Low-temperature structural deformation and fragmentation of lead styphnate by in-situ experiments and calculation

As one of the most used pyrotechnic composites in spacecraft pyrotechnic devices, the reliability of lead styphnate (LS) in a cryogenic environment needs an adaptability evaluation before the deployment of new deep space exploration programs. Nonetheless, there is a limited understanding of the effects of low temperatures on LS. Herein, we have designed cryogenic storage experiments with a low-temperature in-situ methodology to explore the effects of low temperatures on the properties and performance of LS. By comparing the experimental data before, after storage, and at low temperatures, LS exhibited unique characteristics and failure behaviors at low temperatures than at high temperatures. After storage, the impact sensitivity of LS increased sharply due to particle fragmentation, whilst the flame sensitivity of LS decreased significantly at low temperatures.
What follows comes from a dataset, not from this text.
PR #2807, opened 2024-05-22
update: add triggered pipeline cancellation explanation

HugeIRL:
This PR is the initial idea and needs some love on how to explain the following scenario (example 2) when triggered pipelines have `Cancel Intermediate Builds` turned on and multiple pipelines trigger a build. We still need example 1 written in the docs in some way that makes sense.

Employing in-situ powder x-ray diffraction (PXRD) characterization and ignition tests, the low-temperature ignition failure of LS is thought to be closely related to the distortion of the crystal structure of LS, resulting in a “structural shutdown” at −80 °C. Our study disclosed the properties of LS at low temperatures and provided feasible research methods for other energetic materials, aiming to prevent possible future risks and help to establish test standards at low temperatures.